[Entries provided Boundary: Start]
PR #330, opened 2023-07-26
Issue 286/new message styling

### LINKED ISSUE #286: UI update for new message
Currently, `NewMessage.jsx` uses custom styling that does not match the Material UI theme of the app.

Replace custom styling with MUI as well as refactoring the component into a modal.

**Additional context**
The source of the custom styling, `MessageStyles.js`, is also imported in `MessagePreview.jsx` and `MessageFolder.jsx`. Those will also have to be updated before `MessageStyles.js` can be fully removed.

andycwilliams:
Refactoring the new message function into a modal and applying MUI styling.

Opening this as a draft for now due to being away for a while and wanting to iron out any kinks. I'll have more time to sort through the most recent changes later, but wanted to update everyone what I'm working on right now.


src/components/Modals/NewMessageModal.jsx
```diff
@@ -0,0 +1,210 @@
...
+            name="title"
+            id="title"
+            onChange={(e) => handleChange(e)}
+            required
+            label="Subject"
+            inputProps={{ maxLength: '24' }}
+            fullWidth
+          />
+
+          <TextField
```
timbot1789, line 151: I don't think old message is supposed to be an editable field. It's just supposed to display previous messages in the chain.

src/pages/Messages.jsx
```diff
@@ -67,14 +69,14 @@ const Messages = () => {
...
 
   return (
     <Box sx={{ display: 'grid', gridTemplateRows: '80px 1fr' }}>
       <Box sx={{ display: 'flex', padding: '20px 30px 10px' }}>
         <Button
           variant="contained"
-          onClick={() => setShowForm(!showForm)}
+          onClick={() => setShowModal(!showModal)}
           startIcon={<CreateIcon />}
           sx={{
```
xscottxbrownx: this full `sx` should be replaced with `color="secondary"` - will do the same, built in feature of `Button`

src/components/Modals/NewMessageModal.jsx
```diff
@@ -0,0 +1,215 @@
...
+      ...message,
+      [e.target.id]: e.target.value
+    });
+  };
+
+  // Handles submit (awaiting functionality for this)
+  const handleSubmit = async (e) => {
+    e.preventDefault();
+
+    if (!message.title) {
```
xscottxbrownx, line 65: I think we can make these errors a little more user friendly/readable, dropping the "value for the".

src/components/Modals/NewMessageModal.jsx
```diff
@@ -0,0 +1,215 @@
...
+            onChange={(e) => handleChange(e)}
+            required
+            label="Subject"
+            inputProps={{ maxLength: '24' }}
+            fullWidth
+          />
+          <TextField
+            margin="normal"
+            value={oldMessage && originalMessage}
+            type="previousMessage"
```
xscottxbrownx: this `type` isn't a valid type

src/components/Modals/NewMessageModal.jsx
xscottxbrownx: Also, I would say that "Previous Message" shouldn't be in this at all, unless we are replying to a message.   

This `TextField` should have `sx={{ display: oldMessage ? 'block (or whatever)' : 'none' }}`

src/components/Modals/NewMessageModal.jsx
```diff
@@ -0,0 +1,215 @@
...
+            name="previousMessage"
+            id="previousMessage"
+            label="Previous Message"
+            // helperText="Previous message"
+            // variant="filled"
+            multiline
+            rows={3}
+            InputProps={{
```
xscottxbrownx, line 162: Would have to test (when you have an old message and reply to it), but I would think using the prop `disabled` would be better than this `read-only`.  
Personally, don't like that you can still click on/focus on this input with read-only, but I admittedly don't know what is the acceptable standard for accessibility in this case.

src/components/Modals/NewMessageModal.jsx
```diff
@@ -0,0 +1,215 @@
...
+            margin="normal"
+            value={message.message}
+            type="text"
+            name="message"
+            id="message"
+            onChange={(e) => handleChange(e)}
+            multiline
+            rows={6}
+            label="Enter Message"
+            placeholder="Add a description here"
```
xscottxbrownx: Not sure if "description" is accurate for this `placeholder` - or if placeholder is needed at all. None of the other inputs have it, seem to use the label as a direction/placeholder basically.

src/components/Modals/NewMessageModal.jsx
```diff
@@ -0,0 +1,215 @@
...
+              variant="contained"
+              type="submit"
+              color="primary"
+              startIcon={<CheckIcon />}
+              fullWidth
+            >
+              Submit
+            </Button>
+          </DialogActions>
+          {error && <div>{error}</div>}
```
xscottxbrownx, line 203: I would say maybe make the error message red, and the success message green so they stand out more. But, I think Russell is working on the status notification messaging --> snackbar feature.

So, maybe make sure this modal uses the same notification components as the others - that way it'll work when that is updated/merged??

src/components/Messages/MessagePreview.jsx
```diff
@@ -6,7 +6,7 @@ import Button from '@mui/material/Button';
 import Typography from '@mui/material/Typography';
 import { StyledDate, StyledHeader, StyledPreview } from './MessageStyles';
 // Component Imports
-import NewMessage from './NewMessage';
+import { NewMessageModal } from '../Modals';
 
 /**
  * @typedef {import("../../typedefs.js").messagePreviewProps} messagePreviewProps
```
xscottxbrownx, line 13: I'm still terrible with jsDoc, but I think this is now a member of `Messages`

src/components/Messages/MessagePreview.jsx
```diff
@@ -60,7 +69,14 @@ const MessagePreview = ({ message, folderType }) => {
           </Box>
         </Box>
       )}
-      {replyMessage && <NewMessage oldMessage={message} closeForm={() => setReplyMessage(false)} />}
+      {replyMessage && (
+        <NewMessageModal
+          showModal={showModal}
+          setShowModal={setShowModal}
+          oldMessage={message}
+          closeForm={() => setReplyMessage(false)}
```
xscottxbrownx: I can't find anything about `closeForm`, I don't think it's a valid prop - but could be wrong.

I believe what is intended from this line is to run this function when the `NewMessageModal` closes.  IF that is true, this can go in the `onClose` function within `NewMessageModal.jsx` - line 110.

src/components/Modals/NewMessageModal.jsx
andycwilliams: Yeah my idea was to wait until the status notification is reworked more, but I can definitely take another look at that.

andycwilliams:
Okay, still needs work (such as how clicking inside the modal opens and closes the messages in the background) and there are a couple of console errors to work through.

For me it's a bit of a toss-up between `disabled` and `read-only`, though I probably lean towards the latter. I think it should be immediately distinguishable from input that the user needs to provide, but still legible. `disabled` makes it a bit tougher to read than necessary, in my opinion. I'm trying a different variant for `TextField` for this as well.

Here it is with `read-only`:


And here it is with `disabled` (with bonus errors for Grammarly that I've never seen before):

xscottxbrownx:
> Okay, still needs work (such as how clicking inside the modal opens and closes the messages in the background) and there are a couple of console errors to work through.
> 
> For me it's a bit of a toss-up between `disabled` and `read-only`, though I probably lean towards the latter. I think it should be immediately distinguishable from input that the user needs to provide, but still legible. `disabled` makes it a bit tougher to read than necessary, in my opinion. I'm trying a different variant for `TextField` for this as well.
> 


read-only looks good.

src/components/Messages/MessagePreview.jsx
leekahung, line 1: There seems to be an issue with the `Reply` button and `NewMessageModal`. Was able to open the message modal when clicking on `Reply` for the first time. However, when canceling out of a reply, the message modal no longer would appear in subsequent clicks to `Reply`, it simply closes the accordion for that message (see clip).

https://github.com/codeforpdx/PASS/assets/14917816/31ab2e06-cdf7-41f7-ba32-d064950d59f2

src/components/Messages/MessageFolder.jsx
```diff
@@ -28,6 +28,7 @@ import { EmptyListNotification, LoadingAnimation } from '../Notification';
  * @param {messageFolderProps} Props - Component props for MessageFolder
  * @returns {React.JSX.Element} React component for MessageFolder
  */
+
```
leekahung: The removal of the spacing was intentional. It helps JSDoc associate the comment with the component directly below it.

https://github.com/codeforpdx/PASS/assets/14917816/dc7dda30-cef2-476d-a7dd-31448728bf01

In fact, think we should also do that for the other components being modified and remove the spaces there.

timbot1789 (changes requested):
If I close a message and reopen it, I can no longer reply to it:

[Screencast from 07-27-2023 01:57:06 PM.webm](https://github.com/codeforpdx/PASS/assets/37914436/d0f10818-e12c-497e-a488-8b674fe39c89)

The video seems to be excluding my cursor, but I'm clicking on the reply button and it's just closing the message.

src/components/Messages/MessagePreview.jsx
andycwilliams: I'm missing something obvious but what's the fix for this?

leekahung: It's related to the states `showModal` and `replyMessage` and their associated set functions. To be honest, it looks like we really just need one of them.

The state `replyMessage` is supposed to be used as `showModal` and `setReplyMessage` is supposed to be used as `setShowModal`. The new state is a duplicate of those but is not configured correctly for rendering the new modal, hence the bug.

The rendering condition for the message component uses `replyMessage` but the state never resets after component closes. This was solved previously by using the closeForm prop which contains the condition for reseting `replyMessage`.

src/components/Modals/NewMessageModal.jsx
```diff
@@ -0,0 +1,220 @@
...
+import Dialog from '@mui/material/Dialog';
+import DialogActions from '@mui/material/DialogActions';
+import TextField from '@mui/material/TextField';
+import Typography from '@mui/material/Typography';
+// Utility Imports
+import { sendMessageTTL, getMessageTTL } from '../../utils';
+// Context Imports
+import { MessageContext, SignedInUserContext } from '../../contexts';
+
+/**
```
leekahung, line 19: There seems to be a mismatch between JSDoc here and JSDoc in Development.

Assuming this was supposed to be a copy of `NewMessage`, there might have been a problem during conflict resolution or git rebase. The typedef for the component prop for this component has been moved to typedefs.js. On top of that, the props have changed for this component, so we should update that.

leekahung (commented):
See comment

src/components/Messages/MessagePreview.jsx
andycwilliams: I believe this is working now. But there's another error that I can't pinpoint yet. Sometimes my messages will duplicate and yield this in the console. They're not permanent and disappear when I refresh the page.

src/components/Modals/NewMessageModal.jsx
andycwilliams: How should it be updated? I haven't messed with the `typedefs.js` file yet.

leekahung: The JSDoc over in Development for `NewMessage.jsx` looks like this:

```
/**
 * @typedef {import("../../typedefs.js").newMessageProps} newMessageProps
 */

/**
 * New Message Component - Component that allows user to write
 *  a message to another user from their inbox
 *
 * @memberof Inbox
 * @name NewMessage
 * @param {newMessageProps} Props - Props used for NewMessage
 * @returns {React.JSX.Element} React component for NewMessage
 */
```

I think you could simply copy and paste it in there.

src/components/Modals/NewMessageModal.jsx
```diff
@@ -0,0 +1,220 @@
...
+ * @name NewMessageModal
+ * @param {newMessageModalProps} Props - Props used for NewMessageModal
+ * @returns {React.JSX.Element} React component for NewMessageModal
+ */
+const NewMessageModal = ({ showModal, setShowModal, oldMessage = '' }) => {
+  const { session } = useSession();
+  const { outboxList, setOutboxList } = useContext(MessageContext);
+  const { podUrl } = useContext(SignedInUserContext);
+  const [originalMessage, setOriginalMessage] = useState(oldMessage.message);
+  const [replyMessage, setReplyMessage] = useState(false);
```
leekahung: If `replyMessage` will not be used, can be removed along with `setReplyMessage`.

src/components/Messages/MessagePreview.jsx
leekahung: The error here is caused by the extra space set between the original `RE:${oldMessage.title}` in the `NewMessageModal`.

https://github.com/codeforpdx/PASS/assets/14917816/5a5dc162-37a4-4b04-bca6-65c69d9d50be

The extra space ended up creating a slug that's not accessible to PASS causing the problem. Think I'll create an issue for a fix to make this more robust. In the mean time, restore that line to use `RE:${oldMessage.title}` instead of `RE: ${oldMessage.title}`.

src/components/Modals/NewMessageModal.jsx
andycwilliams: Alright I've copied it over. Is this alright? Or should it just be these two and not include this:
```
/**
 * messageFolderProps is an object that stores the props for the MessageFolder
 * component
 *
 * @typedef newMessageModalProps
 * @type {object}
 * @property {() => void} closeForm - The function used to trigger NewMessageModal to
 * close
 * @memberof typedefs
 */
```

src/components/Modals/NewMessageModal.jsx
andycwilliams: Should be done now. I'm still unsure what's causing the messages to be clicked when the reply version of the modal is open. It doesn't seem to happen when the regular, new message version is.

src/components/Modals/NewMessageModal.jsx
leekahung: You would have to update the JSDoc typedefs for the props since you're passing in different one from what the component uses originally

andycwilliams: Do we still need the `closeForm` function though? Isn't using MUI Modals making that unnecessary?

leekahung: You would need to include `showModal`, `setShowModal`, and `oldMessage` as `@property` inside `newMessageProps` in `typedefs.js` in place of `closeForm`. You would also have to rename the typedef to `newMessageModalProps` to match with the type being used to define the props in the modal.

From there you would simply need to import `newMessageModalProps` from that file as shown from my earlier comment. You don't need to define the typedef again in the modal. What was shown in my previous comment should be the correct JSDoc for the new modal, you just need to update the names.

On top of that, it would seem there's a typo in the description for `newMessageProps`, which should be `newMessageModalProps` and not `messageFoldProps` and it should be props for the `NewMessageModal` component, not the `MessageFolder` component.

src/components/Modals/NewMessageModal.jsx
leekahung: I'm still seeing the line in Line 48 and Line 71. Perhaps the changes were not saved or committed?

src/components/Modals/NewMessageModal.jsx
```diff
@@ -0,0 +1,222 @@
...
+/**
+ * messageFolderProps is an object that stores the props for the MessageFolder
+ * component
+ *
+ * @typedef newMessageModalProps
+ * @type {object}
+ * @property {() => void} closeForm - The function used to trigger NewMessageModal to
+ * close
+ * @memberof typedefs
+ */
```
leekahung: Line 23 to 32 is duplicating typedefs from `typedefs.js`. Can be removed.

src/components/Modals/NewMessageModal.jsx
```diff
@@ -0,0 +1,222 @@
...
+import DialogActions from '@mui/material/DialogActions';
+import TextField from '@mui/material/TextField';
+import Typography from '@mui/material/Typography';
+// Utility Imports
+import { sendMessageTTL, getMessageTTL } from '../../utils';
+// Context Imports
+import { MessageContext, SignedInUserContext } from '../../contexts';
+
+/**
+ * @typedef {import("../../typedefs.js").newMessageProps} newMessageProps
```
leekahung: The new prop name should be `newMessageModalProps`

src/components/Modals/NewMessageModal.jsx
andycwilliams: Oops. Should be done now.

src/components/Modals/NewMessageModal.jsx
andycwilliams: Alright, this should be done now. Fingers crossed.

src/typedefs.js
```diff
@@ -157,13 +157,15 @@ const React = require('react');
...
- * @exports newMessageProps
- * @typedef {object} newMessageProps
- * @property {() => void} closeForm - The function used to trigger NewMessage to
- * close
+ * @exports newMessageModalProps
+ * @typedef {object} newMessageModalProps
+ * @property {object} showModal - Boolean for showing message modal
+ * @property {React.Dispatch<React.SetStateAction<boolean>>} setShowModal
+ * - React set function for showModal
+ * @property {string} oldMessage - The previous message when using the modal to reply
```
leekahung: `oldMessage` is actually an object if passed in or an empty string if nothing is passed in to the parameter.

andycwilliams: Like this? 

Also, I'm still troubleshooting the matter of the messages being opened and closed when clicking on the reply modal.

src/typedefs.js
```diff
@@ -157,21 +157,24 @@ const React = require('react');
...
+ * newMessageModalProps is an object that stores the props for the NewMessageModal
  * component
  *
- * @exports newMessageProps
- * @typedef {object} newMessageProps
- * @property {() => void} closeForm - The function used to trigger NewMessage to
- * close
+ * @exports newMessageModalProps
+ * @typedef {object} newMessageModalProps
+ * @property {object} showModal - Boolean for showing message modal
```
leekahung: `showModal` is a boolean

andycwilliams:
When using the reply version of the modal, clicking around also opens and closes the messages in the background.

The issue is with the `handleClick` function on line 38 in `MessagePreview.jsx`.

Since that file is due for restyling anyway, we could leave this to be addressed at that point or have it be part of this PR as well.

leekahung (approved):
Have looked over it again and tested locally. Think it should be okay for merging once you decide to open the PR from a draft.

One relevant thing to note. Was wondering if you could include a function to close the message modal a few seconds after submitting a message similar to how the other modals behave after submission.

timbot1789 (approved):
[Entries provided Boundary: End]
• What is needed: Nothing should be returned except the lines from the first line of the data above through the line with "Refactoring the new", each one exact.

• Result of this exercise:
PR #330, opened 2023-07-26
Issue 286/new message styling

### LINKED ISSUE #286: UI update for new message
Currently, `NewMessage.jsx` uses custom styling that does not match the Material UI theme of the app.

Replace custom styling with MUI as well as refactoring the component into a modal.

**Additional context**
The source of the custom styling, `MessageStyles.js`, is also imported in `MessagePreview.jsx` and `MessageFolder.jsx`. Those will also have to be updated before `MessageStyles.js` can be fully removed.

andycwilliams:
Refactoring the new message function into a modal and applying MUI styling.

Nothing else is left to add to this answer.